A rare fatal condition characterized by a rapidly progressive mental deterioration and muscle wasting. An abnormal cellular protein causes degeneration of nerves and glial (connective) tissue in the brain causing vacuoles (holes) within the brain called spongiform encephalopathy. People with Creutzfeldt-Jakob disease develop seizures and involuntary movements, as well as weakness, imbalance, and confusion. These changes ultimately lead to death.


A rapidly progressive, fatal, degenerative disease in humans caused by an abnormal prion protein. There are three aetiological forms of CJD: sporadic, iatrogenic, and inherited. Sporadic CJD occurs randomly in all countries and has an annual incidence of one per million. Iatrogenic CJD is caused by accidental exposure to human prions through medical and surgical procedures, and cannibalism in the case of the human prion disease known as kuru that occurs in a tribe in New Guinea, where it is called the trembling disease. Inherited or familial CJD accounts for 15 per cent of human prion disease and is caused by a mutation in the prion protein gene. In recent years a new variant of CJD has been identified that is caused by bovine spongiform encephalopathy (BSE), called variant CJD. The incubation period for the acquired varieties ranges from four to 40 years, with an average of 10—15 years. The symptoms of CJD are dementia, seizures, focal signs in the central nervous system, myoclonus, and visual disturbances.


A central nervous system disease that causes rapidly progressive dementia usually accompanied by muscle jerking, difficulty walking, and aphasia. The causative agent is assumed to be a prion and may be related to the agent that causes bovine spongiform encephalopathy (“mad cow disease”). Creutzfeldt-Jakob disease has developed in the recipient of a cornea from a donor with the disease and in a few recipients of human growth hormone. There is no treatment, and the disease is fatal.

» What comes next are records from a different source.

PR #895, opened 2022-06-01
feat(components): JOB-40406 Allow PUT requests in InputFile component

ChristianLee-Jobber:
## Motivations
Allowing the component to handle PUT requests makes it more flexible. ActiveStorage creates pre-signed URLs that are to be used with PUT requests, so it is required for our work.

## Changes
The `InputFile` component now allows PUT requests to be performed.

## Testing
In your local Atlantis playground, you can go to the `InputFile` page and modify it so that its `getUploadParams` prop/ method returns the following in a promise:
```Javascript
{
  url: "https://address_where_you_can_put.com",
  fields: {
    "Content-Type": "image/jpeg",
    "OTHER-APPROPRIATE-HEADERS": "appropriate_header"
  },
  httpMethod: "PUT" 
}
```

example:
 
Screen Shot 2022-06-01 at 16 10 21

---

Random photo of Atlantis

### DIFF
--- a/packages/components/src/InputFile/InputFile.tsx
+++ b/packages/components/src/InputFile/InputFile.tsx
@@ -207,12 +207,16 @@ export function InputFile({
     const fileUpload = getFileUpload(file, key);
     onUploadStart && onUploadStart({ ...fileUpload });
 
-    const uploadProgressUpdate = (progressEvent: any) => {
+    const handleUploadProgress = (progressEvent: any) => {
       onUploadProgress &&
         onUploadProgress({
           ...fileUpload,
           progress: progressEvent.loaded / progressEvent.total,
         });
+    };
+
+    const handleUploadComplete = () => {
+      onUploadComplete?.({ ...fileUpload, progress: 1 });
     };
 
     if (httpMethod === "POST") {
@@ -225,19 +229,19 @@ export function InputFile({
       axios
         .post(url, formData, {
           headers: { "X-Requested-With": "XMLHttpRequest" },
-          onUploadProgress: uploadProgressUpdate,
+          onUploadProgress: handleUploadProgress,
         })
         .then(() => {
-          onUploadComplete && onUploadComplete({ ...fileUpload, progress: 1 });
+          handleUploadComplete();
         });
     } else if (httpMethod === "PUT") {
       axios
         .put(url, file, {
           headers: fields,
-          onUploadProgress: uploadProgressUpdate,
+          onUploadProgress: handleUploadProgress,
         })
         .then(() => {
-          onUploadComplete && onUploadComplete({ ...fileUpload, progress: 1 });
+          handleUploadComplete();
         });
     }
   }
--- a/packages/components/src/InputFile/InputFile.tsx
+++ b/packages/components/src/InputFile/InputFile.tsx
@@ -55,10 +55,17 @@ export interface UploadParams {
   readonly key?: string;
 
   /**
-   * Any extra fields to send with the upload POST.
+   * Any extra fields or headers to send with the upload.
    * If unspecified only the file will be included.
    */
   readonly fields?: { [field: string]: string };
+
+  /**
+   * The HTTP method which we wish to use for the upload
+   * If unspecified, it will default to POST
+   * The `fields` will then be used as headers for the request
+   */
+  readonly httpMethod?: "POST" | "PUT";
 }
 
 interface InputFileProps {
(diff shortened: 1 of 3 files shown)


packages/components/src/InputFile/InputFile.tsx
```diff
@@ -190,30 +197,49 @@ export function InputFile({
...
+      formData.append("file", file);
+
+      axios
+        .post(url, formData, {
+          headers: { "X-Requested-With": "XMLHttpRequest" },
+          onUploadProgress: uploadProgressUpdate,
+        })
+        .then(() => {
+          onUploadComplete && onUploadComplete({ ...fileUpload, progress: 1 });
+        });
```
darryltec, line 232: you can put this in a `const` so you won't have to repeat it

```ts
const handleUploadComplete = () => {
  onUploadComplete?.({ ...fileUpload, progress: 1 });
};

...
  .then(handleUploadComplete)
```

packages/components/src/InputFile/InputFile.tsx
```diff
@@ -190,30 +197,49 @@ export function InputFile({
...
-          onUploadProgress &&
-          onUploadProgress({
-            ...fileUpload,
-            progress: progressEvent.loaded / progressEvent.total,
-          }),
-      })
-      .then(() => {
-        onUploadComplete && onUploadComplete({ ...fileUpload, progress: 1 });
-      });
+    const uploadProgressUpdate = (progressEvent: any) => {
```
darryltec, line 210: nit: we try to name those callbacks passed in `onCallback` props with `handleCallback` that way, it's easier to connect the dots just by looking at it.

```suggestion
    const handleUploadProgress = (progressEvent: any) => {
```

packages/components/src/InputFile/InputFile.tsx
```diff
@@ -190,30 +197,49 @@ export function InputFile({
   }
 
   async function uploadFile(file: File) {
```
darryltec, line 199: Any ideas on how to simplify this function? Or like self-documenting. It's switching between 2 code paths now and it's getting a lil hard to read.

darryltec (changes requested):
Just a few thoughts

packages/components/src/InputFile/InputFile.tsx
MichaelParadis: You may be able to use the `axios(config)` or `axios.request(config)` api to simplify the branching code paths slightly

ChristianLee-Jobber: I think you still get branching logic like that. Because if it's a POST request, we have `formdata` to pass in. If it's a PUT request, we need to pass in `headers` and the file is the payload. We just move the branching logic to how we build out our `config` options for the `axios.request` method. But perhaps that can be moved into a separate function? I'll continue looking into this

ChristianLee-Jobber: I removed the branching logic from the `uploadFile` method, and created a new method called `createAxiosConfig` in order to generate the correct input for the `axios.request` method

packages/components/src/InputFile/InputFile.tsx
```diff
@@ -122,6 +129,18 @@ interface InputFileProps {
...
 
+interface RequestParams extends Omit<UploadParams, "key"> {
+  /**
+   * The file being uploaded
+   */
+  file: File;
+
+  /**
+   *
+   */
```
darryltec, line 140: Did you mean to add a documentation here? also if we can explain why that's set as `any` that would be great! We try to avoid adding `any` as a type in Atlantis and if we have no choice, we explain why.

packages/components/src/InputFile/InputFile.tsx
```diff
@@ -55,10 +55,17 @@ export interface UploadParams {
...
+   * Any extra fields or headers to send with the upload.
    * If unspecified only the file will be included.
    */
   readonly fields?: { [field: string]: string };
+
+  /**
+   * The HTTP method which we wish to use for the upload
+   * If unspecified, it will default to POST
+   * The `fields` will then be used as headers for the request
+   */
```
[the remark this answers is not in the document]
ChristianLee-Jobber: Yes, I agree. The wording is wrong. Thank you for that. I have fixed it up in the latest commit

packages/components/src/InputFile/InputFile.tsx
```diff
@@ -190,31 +211,72 @@ export function InputFile({
...
+    const axiosConfig = createAxiosConfig({
+      url,
+      httpMethod,
+      fields,
+      file,
+      handleUploadProgress,
+    });
+    axios.request(axiosConfig).then(() => {
+      handleUploadComplete();
+    });
```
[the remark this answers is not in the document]
ChristianLee-Jobber: I did not know this, thanks for pointing it out! I have updated the code to match your suggestion

darryltec:
Great job @ChristianLee-Jobber !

Within the realm of central nervous system disorders, there exists a degenerative ailment triggered by a prion, commonly referred to as a “slow virus.”


Creutzfeldt-Jakob disease (CJD), an uncommon neurodegenerative disorder, gradually affects the brain. It is believed to stem from prion infection, a specific type of transmissible protein-based pathogen. In sheep, a related agent leads to scrapie, while in cattle, it causes bovine spongiform encephalopathy (BSE).


One variant of CJD predominantly impacts individuals in their middle age or elderly years, and its etiology remains elusive. Another form emerges among younger individuals and is linked to contamination resulting from brain surgeries or transplants involving infected donors, as well as the administration of infected human growth hormone or gonadotrophins as part of medical treatment.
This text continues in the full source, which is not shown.